◆ Exercise description ◆
Within the material below, locate the line with "official. The 130" and the line with "fixture + 16 corpus", then return those two lines and all lines between them, exactly as written.

◆ Data excerpts ◆
Issue #4614, opened 2026-09-14
lsp: every corpus shard records transport timeouts, and the artifact a poisoned run leaves behind is indistinguishable from a clean one


baseballyama:
### What

Every `lsp-corpus` shard job records `counts.transportTimeouts > 0`, and
`verify.mjs:1113-1117` throws on that with

> A timeout is compared as a transport error, so it changes this run's keys and
> the next run would disagree; raise `--request-timeout-ms` rather than
> baselining the result

The artifact is written **before** the throw, on purpose, so a poisoned run
leaves behind a well-formed `lsp-current-corpus-N.json`. Anything that consumes
those artifacts — `merge-current.mjs --update-baseline` in particular — cannot
tell them from a clean run's. That is how #4391's re-baseline (PR #4597) was
built on one; the counts were only noticed after the fact.

### Measured

Dispatch run `34829458289` on `fix/4391-per-document-tsconfig`, all 16 corpus
shards + fixtures, `--concurrency 64`, `--request-timeout-ms` at its default
`180000`. `counts.transportTimeouts` per artifact:

| shard | 0 | 1 | 2 | 3 | 4 | 5 | 6 | 8 | 9 | 11 | 12 | 13 | 14 | 15 | fixtures |
|---|--|--|--|--|--|--|--|--|--|--|--|--|--|--|--|
| timeouts | 62 | 64 | 64 | 64 | 64 | 60 | 64 | 80 | 64 | 64 | 80 | 64 | 64 | 57 | 0 |

915 over 14 shards (shards 7 and 10 not in the set I downloaded). The `fixtures`
suite, which does not use the corpus servers, is 0.

The PR run `34843334540` reproduces it on the shards that have finished so far
(1, 6, 9), each with 64.

### Why "slow runner" does not fit

The counts sit at or near the job's own `--concurrency 64`, and one shard in the
PR run finished with **zero**. A uniform slowdown would produce a spread
proportional to the shard's request count (205k-285k compared per shard); instead
14 shards land in 57-80. The shape that fits is *one* window of in-flight
requests being lost — a server that stops answering once per shard — not every
request being 180s slow. I have not identified which server or why, and the
artifact does not record how far past the deadline each request went, only that
it passed it.

### Why it matters beyond a red check

`compatibility/lsp-known-failures.json` is a two-sided ratchet. A key created by
a transport error does not reproduce, so the next clean run reports it as
"listed but now passing" and goes red — attributed to whatever change happens to
[...]

PR #4597, opened 2026-09-14
fix(lsp): a subdirectory's own tsconfig applies to the documents beneath it

baseballyama:
Closes #4391.

## The defect

The tsgo overlay built **one** project from the tsconfig at the workspace root.
`svelte-language-server` resolves a project **per document** — the nearest ancestor
`tsconfig.json`, then `jsconfig.json`, without leaving the workspace or crossing a
`node_modules` (`plugins/typescript/utils.ts:146-167`, keyed and created per config in
`service.ts:172-201`). So in any repository whose subdirectories carry their own config, every
option those configs declare was invisible.

## Both arms on #4391's repro

`<ws>/tsconfig.json` (no `paths`), `<ws>/docs/tsconfig.json` (`"@/*": ["./src/*"]`),
`<ws>/docs/src/{util.ts,Widget.svelte,App.svelte}`; `textDocument/hover` at each use site and
`textDocument/diagnostic`. Oracle: `submodules/language-tools` at `2cfcc15b`, built; tsgo
`7.0.0-dev.20260703.1`.

| import | official | rsvelte before | rsvelte after |
|---|---|---|---|
| `@/util` (`.ts`) | `(alias) const aliasTs: 1` | **`null`** | `(alias) const helper: 1` |
| `@/Widget.svelte` | `(alias) const aliasSvelte: 1` | **`null`** | `(alias) const fromWidget: 1` |
| `./Widget.svelte` (relative) | `(alias) const relSvelte: 1` | `(alias) const fromWidget: 1` | `(alias) const fromWidget: 1` |
| diagnostics | `[]` | **`1:35 [2307] Cannot find module '@/util'`** | `[]` |

The relative row is the live positive control: it holds in all three columns, so the server and
the overlay were working and only the aliases were unreachable. rsvelte names the *original*
export where official names the local alias — that residue is present on the relative control
too, in both columns, so it is a separate divergence and is not claimed here.

## The change

- `nearest_tsconfig` ports `findTsConfigPath`: nearest `tsconfig.json` then `jsconfig.json`,
  stopping at the workspace boundary and at a `node_modules`.
- `TsgoRuntime::ensure_overlay_for` builds the owning project **on demand** before one is picked,
  which is upstream's own laziness — a repository with hundreds of configs (huly has 498) pays
  only for the ones it opens.
- Nothing on the request path changes: `overlay_for_source` already picks the deepest workspace
  containing the document, so an overlay rooted at its config's directory is selected for free.
[...]

PR #4616, opened 2026-09-14
fix(lsp): an inlay-hint viewport that starts at `0:0` is clamped, not dropped

baseballyama:
Refs #4464 (§2 only — §1 is not finished; see the last section).

## What

`textDocument/inlayHint` carries the range the **editor is painting**, not a
position the user pointed at. Upstream treats it that way:
`convertToTargetTextSpan` (`InlayHintProvider.ts:104-113`) maps the two endpoints
independently and substitutes offset `0` for an unmappable start and the
snapshot's length for an unmappable end, so the span always exists.

rsvelte mapped the range as a unit through the generic request mapper, which

1. fails the whole request if either endpoint has no shadow position, and
2. rejects the mapped range when it intersects generated code.

An editor asks for the visible viewport, which starts at `0:0` — before the
script tag — so **(2)** fired on every real request and a `.svelte` file got no
inlay hints at all.

`TsgoResponseMapper` gains a `clamp_request_ranges` mode, set for
`textDocument/inlayHint` alone; in that mode `map_range`'s source→shadow arm
calls the new `TsgoOverlay::clamp_source_range` instead of the
map-then-filter pair.

## Measurement

Protocol probe, both servers over stdio, `TSGO_BIN` pinned to the
`@typescript/native-preview` under `submodules/language-tools`. Ten-line
component with `import Comp from './Comp.svelte'`, a `take(howMany: number)`
call as the positive control, and two `<Comp/>` tags. Hint counts, one endpoint
moved at a time:

| range | official | rsvelte before | rsvelte after |
|---|---:|---:|---:|
| `0:0 - 9:0` | 2 | **null** | 3 |
| `0:0 - 8:8` | 2 | **null** | 3 |
| `0:0 - 4:10` | 2 | **null** | 3 |
| `0:1 - 9:0` | 2 | 3 | 3 |
| `0:18 - 9:0` | 2 | 3 | 3 |
| `1:0 - 4:10` | 2 | 3 | 3 |

Three rows move from `null` to a list; no row that already answered changes.

**Both rsvelte columns are the same binary**, switched by an env flag on the new
mode — not two builds. That matters here: the first attempt used two worktrees at
the same commit as the two arms and they disagreed 5 vs 3 on rows the patch
cannot reach. The cause was not the patch. `rsvelte-language-server` resolves
`svelte` from beside itself when the document's workspace has none, and one
worktree had `node_modules/svelte@5.57.0` while the other had no `node_modules`
at all; only the resolving arm wrote `svelte-type-ref/` + `svelte-types.d.ts`
into the workspace, which adds two `options:` hints on the `<Comp/>` lines. What
named it was a `diff -rq` of the two arms' temp workspaces, and a third arm that
bypasses the new branch entirely and still answered 3.

## Guard

`an_inlay_hint_viewport_starting_at_the_first_character_is_clamped_not_dropped`
in `tsgo_response.rs`. It asserts both halves: the same range is still refused
for `textDocument/documentHighlight`, and accepted for `textDocument/inlayHint`;
the clamped range stays inside the shadow and still covers the body the viewport
asked about. Flipping the new mode to `false` turns it red (recorded in the PR
discussion).

## What this does not fix

The `3` column is still not `2`. The extra hint is the render function's own
return type at `0:1`, which upstream drops with
`inlayHint.position !== renderFunctionReturnTypeLocation` — one of the §1 filters
`filter_generated_inlay_hints` does not yet port. #4464 stays open for it.


baseballyama:
## Red control for the guard

Same tree, `clamp_request_ranges: true` → `false` at the single site that sets it
(the test file untouched):

```
test result: FAILED. 0 passed; 1 failed; 406 filtered out
```

and with it restored:

```
test result: ok. 406 passed; 0 failed; 1 ignored
```

The first version of this test used a component with no imports, and it failed on
its **own negative half**: `textDocument/documentHighlight` mapped that range
fine, so the cell it was built on could not distinguish "clamped" from "mapped
normally". Adding `import Comp from './Comp.svelte'` is what puts a prologue in
the shadow and makes `0:0` land in generated code. Worth stating because the
passing half would have looked identical either way — the assertion that the fix
is doing something only exists because the other method still refuses the range.

baseballyama:
## Blocked on the LSP re-baseline, not on the fix

`LSP fixture parity current` is red, and it is supposed to be: the ratchet is
two-sided and this changes `textDocument/inlayHint` responses.

Ran the gate locally at this commit (`fcefe80e5`, `counts.transportTimeouts: 0`,
`node scripts/compat-lsp/verify.mjs --suites fixtures,upstream-features,upstream-testfiles`):

```
423 cases; 1956/1972 compared, 1193 divergent requests / 1998 divergent fields
174 NEW divergence(s)
208 stale ratchet entry/entries
```

Both sides are **entirely** `textDocument/inlayHint` — 174/174 added and 208/208
removed — so the blast radius is the method the change is scoped to and nothing
else. Broken down:

| | n | verdicts | files |
|---|---:|---|---:|
| removed | 208 | `value-mismatch` 130, `extra-rsvelte` 78 | 104 |
| added | 174 | `extra-rsvelte` 152, `missing-rsvelte` 22 | 76 |

Every added key's file also has a removed key (**0 files newly enter the
ratchet**), and **28 files leave it entirely** — their inlay hints now agree with
official. The 130 `value-mismatch` entries are the `rsvelte=74234e98afe7` shape,
i.e. the digest of `null`: those are exactly the requests this fix stops
dropping. What they re-key to is §1's residue — the generated-hint filters
`filter_generated_inlay_hints` does not yet port, which #4464 stays open for.

So the re-baseline is a shrink, 208 → 174, and it cannot be taken here:
`mergeCurrentArtifacts` requires all **17** artifacts (1 fixture + 16 corpus
shards) at one `projectRevision`, and the corpus half is `lsp-corpus`, which runs
on dispatch only and currently records `transportTimeouts > 0` on nearly every
shard (#4614). Same wall as #4597.

Moving this to draft behind #4614 / #4617. The fix itself and its guard stand;
what is missing is a clean 17-artifact run to re-baseline from.

baseballyama:
## レビュー(コードオーナー視点)

**総合判定: 要修正**

### 移植の妥当性 — OK
上流 `InlayHintProvider.ts:104-113` の `convertToTargetTextSpan`
(`generatedStartOffset.line < 0 ? 0 : …` / `generatedEndOffset.line < 0 ? snapshot.getLength() : …`)
とアルゴリズム・境界の取り方とも一致。`clamp_source_range` が読む `entry.document.text` が
shadow テキストであることは `tsgo_overlay.rs:906-910` の `is_generated_range` が同じフィールドに
shadow 側 Range を当てていることから確認済みで、`getLength()` の対応として正しい。
上流にはリクエスト範囲の拒否そのものが無いので、clamp 経路で `is_generated_range` を飛ばすのも正しい。
適用を `textDocument/inlayHint` 一メソッドに限定している点も上流どおり。

### 【重大】ラチェット再ベースラインが無く CI レッド
実測 `96 NEW / 130 stale`。stale 側のハッシュは `official=4f53cda18c2b` = sha256(`"[]"`)、
`rsvelte=74234e98afe7` = sha256(`"null"`) — 本 PR が直す欠陥そのもので、**修正は効いている**。
ただし追加 96 クラスにはそれぞれ `lsp-mechanisms.json` の attribution と
`KNOWN-FAILURES.md` の正当化が必要で、`compatibility/` は未変更。

再ベースラインは **ジョブログから起こさないこと**。`verify.mjs` は NEW/stale 双方を `SHOW = 30`
で打ち切り、残数マーカーを出さない(#4484)。アップロードされた artifact の `added`/`removed` を使う。

### 【中】本文の機構帰属が、ツリーと矛盾する
> the `inlayHint.position !== renderFunctionReturnTypeLocation` filter … `filter_generated_inlay_hints` does not yet port

これは移植済み:
- `crates/rsvelte_language_server/src/tsgo_response.rs:742` — `!overlay.is_render_return_type_position(shadow_path, position)`
- `crates/rsvelte_language_server/src/tsgo_overlay.rs:881-894` — `is_render_return_type_position`
- `crates/rsvelte_language_server/src/server.rs:3200-3208` — inlayHint 時の配線

「presence is a grep; effectiveness is a run」に照らすと **存在するが効いていない** 別欠陥で、
本 PR が初めてこの経路を到達可能にして露出させた形。`render_return_type_offset`
(`tsgo_overlay.rs:1875`) が当該入力で `None` を返していないかを**実行で**確かめたうえで本文を訂正してください。

### 【中】「a `.svelte` file got no inlay hints at all」は母集団が過大
ゲートは `scripts/compat-lsp/suites.mjs:120-123` でまさに `0:0` 始まりを送るが、既存ラチェットには
rsvelte が答えている inlayHint エントリ(`component-handler … extra-rsvelte[count=14]`)が存在する。
母集団を限定した表現に。

### 【軽微】
- `map_request` 内の `Self { … }` 手組み再構築。現状フィールド 4 つで漏れは無いが、将来の追加フィールドが
  clamp 経路だけ黙って欠落する。`derive(Clone)` + `..self.clone()` か `clamp: bool` を下ろす形が安全。
- `tsgo_overlay.rs:1921-1927` の `ordered_range` は端点を入れ替えるが、上流は `end - start` をそのまま返す
  (負長あり)。挙動の逸脱だが実害は小。

### 他 PR との干渉
**#4609 と NEW キーが重複しています**(`outgoing-component.svelte|textDocument/inlayHint|:extra-rsvelte[count=1,hash=6712cb870407]` 等、ハッシュまで同一)。
2 本が同じ inlayHint 経路を独立に開通させているため、同時に再ベースラインすると互いを打ち消します。
片方を先に landing させ、もう片方はその後に rebase → 再測定してください。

◆ Exercise output ◆
official. The 130 `value-mismatch` entries are the `rsvelte=74234e98afe7` shape,
i.e. the digest of `null`: those are exactly the requests this fix stops
dropping. What they re-key to is §1's residue — the generated-hint filters
`filter_generated_inlay_hints` does not yet port, which #4464 stays open for.

So the re-baseline is a shrink, 208 → 174, and it cannot be taken here:
`mergeCurrentArtifacts` requires all **17** artifacts (1 fixture + 16 corpus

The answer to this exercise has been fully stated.